# Exercise
Find "PR #2044, opened 2026-08-10" and "Habs and Hubs." in the records below. Copy the lines holding them and every line between, exactly, and no others.

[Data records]
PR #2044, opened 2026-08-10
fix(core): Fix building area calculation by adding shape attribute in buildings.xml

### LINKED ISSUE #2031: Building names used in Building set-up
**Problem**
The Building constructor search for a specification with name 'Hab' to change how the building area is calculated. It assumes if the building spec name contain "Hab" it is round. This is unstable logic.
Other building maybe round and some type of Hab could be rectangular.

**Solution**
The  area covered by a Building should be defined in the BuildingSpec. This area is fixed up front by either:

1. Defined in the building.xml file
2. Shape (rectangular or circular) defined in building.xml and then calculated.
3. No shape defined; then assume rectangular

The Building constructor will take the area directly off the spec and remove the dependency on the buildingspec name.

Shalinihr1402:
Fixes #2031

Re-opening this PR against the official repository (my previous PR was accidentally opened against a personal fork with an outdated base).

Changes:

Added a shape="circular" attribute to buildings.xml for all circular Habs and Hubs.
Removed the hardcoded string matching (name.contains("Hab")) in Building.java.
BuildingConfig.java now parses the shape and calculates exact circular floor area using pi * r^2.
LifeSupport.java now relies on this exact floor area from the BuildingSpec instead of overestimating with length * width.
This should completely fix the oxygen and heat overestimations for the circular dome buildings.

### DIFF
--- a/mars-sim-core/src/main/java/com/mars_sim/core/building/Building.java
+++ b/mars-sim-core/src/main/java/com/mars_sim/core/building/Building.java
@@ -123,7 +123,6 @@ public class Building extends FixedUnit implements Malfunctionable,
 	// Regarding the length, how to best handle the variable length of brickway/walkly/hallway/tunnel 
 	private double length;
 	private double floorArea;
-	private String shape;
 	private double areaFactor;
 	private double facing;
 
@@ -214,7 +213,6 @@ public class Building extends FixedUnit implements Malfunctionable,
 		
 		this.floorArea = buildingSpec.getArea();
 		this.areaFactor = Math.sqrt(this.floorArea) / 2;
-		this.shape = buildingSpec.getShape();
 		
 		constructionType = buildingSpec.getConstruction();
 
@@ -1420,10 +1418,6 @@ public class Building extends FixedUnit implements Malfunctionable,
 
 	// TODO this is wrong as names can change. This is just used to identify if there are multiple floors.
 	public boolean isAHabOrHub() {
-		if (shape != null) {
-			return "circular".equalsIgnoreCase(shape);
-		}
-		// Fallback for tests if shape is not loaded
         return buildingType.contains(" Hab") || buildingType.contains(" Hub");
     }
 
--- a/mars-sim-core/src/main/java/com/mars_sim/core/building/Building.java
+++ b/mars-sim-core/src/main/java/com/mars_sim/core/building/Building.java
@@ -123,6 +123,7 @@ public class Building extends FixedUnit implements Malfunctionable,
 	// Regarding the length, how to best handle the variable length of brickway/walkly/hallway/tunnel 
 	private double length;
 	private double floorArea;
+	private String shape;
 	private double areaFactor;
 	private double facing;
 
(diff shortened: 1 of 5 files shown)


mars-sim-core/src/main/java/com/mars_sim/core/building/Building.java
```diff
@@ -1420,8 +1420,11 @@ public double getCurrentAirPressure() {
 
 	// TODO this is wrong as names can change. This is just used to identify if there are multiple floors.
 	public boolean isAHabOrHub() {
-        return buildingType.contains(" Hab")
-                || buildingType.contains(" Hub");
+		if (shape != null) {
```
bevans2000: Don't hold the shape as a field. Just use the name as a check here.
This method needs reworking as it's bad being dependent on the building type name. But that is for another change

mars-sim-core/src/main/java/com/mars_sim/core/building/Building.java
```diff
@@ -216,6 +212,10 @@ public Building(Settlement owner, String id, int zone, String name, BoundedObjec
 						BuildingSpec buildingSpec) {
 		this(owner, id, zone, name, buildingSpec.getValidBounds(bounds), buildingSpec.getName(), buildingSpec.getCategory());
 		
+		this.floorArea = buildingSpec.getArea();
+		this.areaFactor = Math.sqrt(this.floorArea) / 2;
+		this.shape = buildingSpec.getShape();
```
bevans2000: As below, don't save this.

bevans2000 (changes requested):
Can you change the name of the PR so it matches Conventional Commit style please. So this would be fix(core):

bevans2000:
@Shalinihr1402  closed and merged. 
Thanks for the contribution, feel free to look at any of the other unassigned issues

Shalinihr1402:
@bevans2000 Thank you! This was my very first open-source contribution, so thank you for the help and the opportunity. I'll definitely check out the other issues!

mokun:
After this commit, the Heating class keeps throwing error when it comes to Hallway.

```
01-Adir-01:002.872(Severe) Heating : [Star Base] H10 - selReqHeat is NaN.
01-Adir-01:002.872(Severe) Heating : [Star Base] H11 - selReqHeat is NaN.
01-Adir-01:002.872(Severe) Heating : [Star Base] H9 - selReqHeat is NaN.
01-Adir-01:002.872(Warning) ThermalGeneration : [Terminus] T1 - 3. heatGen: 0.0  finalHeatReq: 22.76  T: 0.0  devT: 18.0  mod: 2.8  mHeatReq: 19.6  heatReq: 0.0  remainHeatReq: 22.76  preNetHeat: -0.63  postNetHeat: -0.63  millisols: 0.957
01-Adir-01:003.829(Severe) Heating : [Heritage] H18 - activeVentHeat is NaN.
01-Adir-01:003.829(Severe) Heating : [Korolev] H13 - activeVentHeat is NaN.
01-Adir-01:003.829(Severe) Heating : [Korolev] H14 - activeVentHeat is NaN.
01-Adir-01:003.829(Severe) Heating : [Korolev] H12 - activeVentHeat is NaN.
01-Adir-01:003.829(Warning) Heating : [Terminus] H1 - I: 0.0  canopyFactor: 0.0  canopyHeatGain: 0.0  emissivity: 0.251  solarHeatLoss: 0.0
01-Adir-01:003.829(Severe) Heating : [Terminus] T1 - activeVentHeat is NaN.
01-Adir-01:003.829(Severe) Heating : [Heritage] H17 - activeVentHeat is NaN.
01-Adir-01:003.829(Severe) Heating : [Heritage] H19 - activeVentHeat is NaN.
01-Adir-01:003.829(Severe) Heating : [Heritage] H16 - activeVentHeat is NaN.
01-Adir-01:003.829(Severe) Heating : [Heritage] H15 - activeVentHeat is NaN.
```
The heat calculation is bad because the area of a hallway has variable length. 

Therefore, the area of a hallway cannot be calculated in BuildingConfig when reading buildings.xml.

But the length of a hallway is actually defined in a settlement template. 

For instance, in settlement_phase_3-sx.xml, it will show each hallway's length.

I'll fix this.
...
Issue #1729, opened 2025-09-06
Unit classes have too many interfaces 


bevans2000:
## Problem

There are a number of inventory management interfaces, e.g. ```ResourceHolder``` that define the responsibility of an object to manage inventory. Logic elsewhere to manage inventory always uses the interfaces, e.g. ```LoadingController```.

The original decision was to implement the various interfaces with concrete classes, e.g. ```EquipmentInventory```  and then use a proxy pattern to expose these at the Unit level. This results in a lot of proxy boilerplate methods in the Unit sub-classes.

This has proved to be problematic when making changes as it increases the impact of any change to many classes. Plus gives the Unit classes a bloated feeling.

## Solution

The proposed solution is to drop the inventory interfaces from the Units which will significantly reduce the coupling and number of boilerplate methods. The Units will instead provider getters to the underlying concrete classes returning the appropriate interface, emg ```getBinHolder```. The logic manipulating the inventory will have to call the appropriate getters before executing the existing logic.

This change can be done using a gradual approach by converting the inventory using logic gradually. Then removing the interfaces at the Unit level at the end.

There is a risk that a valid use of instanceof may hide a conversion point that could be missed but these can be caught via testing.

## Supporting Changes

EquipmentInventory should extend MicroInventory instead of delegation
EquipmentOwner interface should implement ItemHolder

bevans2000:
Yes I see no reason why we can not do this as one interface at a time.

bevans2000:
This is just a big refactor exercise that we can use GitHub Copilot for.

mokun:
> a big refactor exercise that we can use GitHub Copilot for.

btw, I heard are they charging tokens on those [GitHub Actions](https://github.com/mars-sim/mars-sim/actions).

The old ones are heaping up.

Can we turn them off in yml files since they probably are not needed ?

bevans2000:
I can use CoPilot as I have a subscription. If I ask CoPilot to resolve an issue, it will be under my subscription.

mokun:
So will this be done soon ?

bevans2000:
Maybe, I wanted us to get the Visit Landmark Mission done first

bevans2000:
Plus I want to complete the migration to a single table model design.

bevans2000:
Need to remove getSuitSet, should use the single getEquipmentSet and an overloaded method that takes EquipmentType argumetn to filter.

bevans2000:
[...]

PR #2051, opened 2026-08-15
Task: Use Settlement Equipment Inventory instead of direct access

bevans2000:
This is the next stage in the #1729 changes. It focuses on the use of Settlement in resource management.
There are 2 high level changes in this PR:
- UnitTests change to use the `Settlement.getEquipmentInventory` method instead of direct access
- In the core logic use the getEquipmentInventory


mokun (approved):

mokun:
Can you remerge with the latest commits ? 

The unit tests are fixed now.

# Answer box
PR #2044, opened 2026-08-10
fix(core): Fix building area calculation by adding shape attribute in buildings.xml

### LINKED ISSUE #2031: Building names used in Building set-up
**Problem**
The Building constructor search for a specification with name 'Hab' to change how the building area is calculated. It assumes if the building spec name contain "Hab" it is round. This is unstable logic.
Other building maybe round and some type of Hab could be rectangular.

**Solution**
The  area covered by a Building should be defined in the BuildingSpec. This area is fixed up front by either:

1. Defined in the building.xml file
2. Shape (rectangular or circular) defined in building.xml and then calculated.
3. No shape defined; then assume rectangular

The Building constructor will take the area directly off the spec and remove the dependency on the buildingspec name.

Shalinihr1402:
Fixes #2031

Re-opening this PR against the official repository (my previous PR was accidentally opened against a personal fork with an outdated base).

Changes:

Added a shape="circular" attribute to buildings.xml for all circular Habs and Hubs.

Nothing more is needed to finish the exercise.